▶ [Record set]
'''
PR #1956, opened 2018-08-22
[New] Support shorthand fragment syntax

### LINKED ISSUE #1694: react/prop-types doesn't work with fragment syntax
**Example:**

```javascript
import React from "react";

const ForAttendees = ({ page }) => (
  <>
    <section className="intro intro_attendees">{page}</section>
    <div className="grid--5col">barfoo</div>
  </>
);

export default ForAttendees;
```

`react/prop-types` does **not** capture this. If you replace the fragment syntax with divs, it detects the case.

alexzherdev:
Resolves #1694.

### DIFF
--- a/lib/util/jsx.js
+++ b/lib/util/jsx.js
@@ -9,7 +9,7 @@ const COMPAT_TAG_REGEX = /^[a-z]|\-/;
 
 /**
  * Checks if a node represents a DOM element.
- * @param {String} node - JSXOpeningElement to check.
+ * @param {object} node - JSXOpeningElement to check.
  * @returns {boolean} Whether or not the node corresponds to a DOM element.
  */
 function isDOMComponent(node) {
@@ -25,6 +25,16 @@ function isDOMComponent(node) {
   return COMPAT_TAG_REGEX.test(name);
 }
 
+/**
+ * Checks if a node represents a JSX element or fragment.
+ * @param {object} node - node to check.
+ * @returns {boolean} Whether or not the node if a JSX element or fragment.
+ */
+function isJSX(node) {
+  return ['JSXElement', 'JSXFragment'].indexOf(node.type) >= 0;
+}
+
 module.exports = {
-  isDOMComponent: isDOMComponent
+  isDOMComponent: isDOMComponent,
+  isJSX: isJSX
 };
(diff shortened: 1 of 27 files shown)


lib/util/jsx.js
```diff
@@ -25,6 +25,16 @@ function isDOMComponent(node) {
   return COMPAT_TAG_REGEX.test(name);
 }
 
+/**
+ * Checks if a node represents a JSX element or fragment.
+ * @param {object} node - node to check.
+ * @returns {boolean} Whether or not the node if a JSX element or fragment.
+ */
+function isJSX(node) {
```
alexzherdev: Suggestions for a better name welcome (`isJSXElementOrFragment` seemed too wordy)

tests/lib/rules/jsx-curly-brace-presence.js
```diff
@@ -32,6 +32,10 @@ ruleTester.run('jsx-curly-brace-presence', rule, {
     {
       code: '<App {...props}>foo</App>'
     },
+    {
+      code: '<>foo</>',
```
alexzherdev: This rule doesn't really care whether it's an element or a fragment, so I just added one simple valid test, and one invalid.

ljharb:
I'll wait to merge this til we've updated all the relevant rules.

alexzherdev:
Quick q: I noticed some of the rules are using selectors e.g. https://github.com/yannickcr/eslint-plugin-react/blob/master/lib/rules/jsx-curly-brace-presence.js#L249
Selectors were introduced in ESLint 3.18 and we seem to be supporting ^3.0.0, so I guess we should avoid using them?

ljharb:
Fair point; altho nobody's complained. I guess we should fix that.

alexzherdev:
I was asking mostly because this change could use the syntax for `'JSXElement, JSXFragment'`. I will avoid it then and fix existing cases separately afterwards.

alexzherdev:
I believe I covered what needed to be covered, perhaps even redundantly.

alexzherdev:
Added support in 4 more rules, plus some tests in other relevant rules.

bensaufley:
@ljharb what's the timeline for the release that will include this?

ljharb:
'''
▶ [Task to complete]
Every record above needs to be returned in full, exactly.

▶ [Written reply]
PR #1956, opened 2018-08-22
[New] Support shorthand fragment syntax

### LINKED ISSUE #1694: react/prop-types doesn't work with fragment syntax
**Example:**

```javascript
import React from "react";

const ForAttendees = ({ page }) => (
  <>
    <section className="intro intro_attendees">{page}</section>
    <div className="grid--5col">barfoo</div>
  </>
);

export default ForAttendees;
```

`react/prop-types` does **not** capture this. If you replace the fragment syntax with divs, it detects the case.

alexzherdev:
Resolves #1694.

### DIFF
--- a/lib/util/jsx.js
+++ b/lib/util/jsx.js
@@ -9,7 +9,7 @@ const COMPAT_TAG_REGEX = /^[a-z]|\-/;
 
 /**
  * Checks if a node represents a DOM element.
- * @param {String} node - JSXOpeningElement to check.
+ * @param {object} node - JSXOpeningElement to check.
  * @returns {boolean} Whether or not the node corresponds to a DOM element.
  */
 function isDOMComponent(node) {
@@ -25,6 +25,16 @@ function isDOMComponent(node) {
   return COMPAT_TAG_REGEX.test(name);
 }
 
+/**
+ * Checks if a node represents a JSX element or fragment.
+ * @param {object} node - node to check.
+ * @returns {boolean} Whether or not the node if a JSX element or fragment.
+ */
+function isJSX(node) {
+  return ['JSXElement', 'JSXFragment'].indexOf(node.type) >= 0;
+}
+
 module.exports = {
-  isDOMComponent: isDOMComponent
+  isDOMComponent: isDOMComponent,
+  isJSX: isJSX
 };
(diff shortened: 1 of 27 files shown)


lib/util/jsx.js
```diff
@@ -25,6 +25,16 @@ function isDOMComponent(node) {
   return COMPAT_TAG_REGEX.test(name);
 }
 
+/**
+ * Checks if a node represents a JSX element or fragment.
+ * @param {object} node - node to check.
+ * @returns {boolean} Whether or not the node if a JSX element or fragment.
+ */
+function isJSX(node) {
```
alexzherdev: Suggestions for a better name welcome (`isJSXElementOrFragment` seemed too wordy)

tests/lib/rules/jsx-curly-brace-presence.js
```diff
@@ -32,6 +32,10 @@ ruleTester.run('jsx-curly-brace-presence', rule, {
     {
       code: '<App {...props}>foo</App>'
     },
+    {
+      code: '<>foo</>',
```
alexzherdev: This rule doesn't really care whether it's an element or a fragment, so I just added one simple valid test, and one invalid.

ljharb:
I'll wait to merge this til we've updated all the relevant rules.

alexzherdev:
Quick q: I noticed some of the rules are using selectors e.g. https://github.com/yannickcr/eslint-plugin-react/blob/master/lib/rules/jsx-curly-brace-presence.js#L249
Selectors were introduced in ESLint 3.18 and we seem to be supporting ^3.0.0, so I guess we should avoid using them?

ljharb:
Fair point; altho nobody's complained. I guess we should fix that.

alexzherdev:
I was asking mostly because this change could use the syntax for `'JSXElement, JSXFragment'`. I will avoid it then and fix existing cases separately afterwards.

alexzherdev:
I believe I covered what needed to be covered, perhaps even redundantly.

alexzherdev:
Added support in 4 more rules, plus some tests in other relevant rules.

bensaufley:
@ljharb what's the timeline for the release that will include this?

ljharb:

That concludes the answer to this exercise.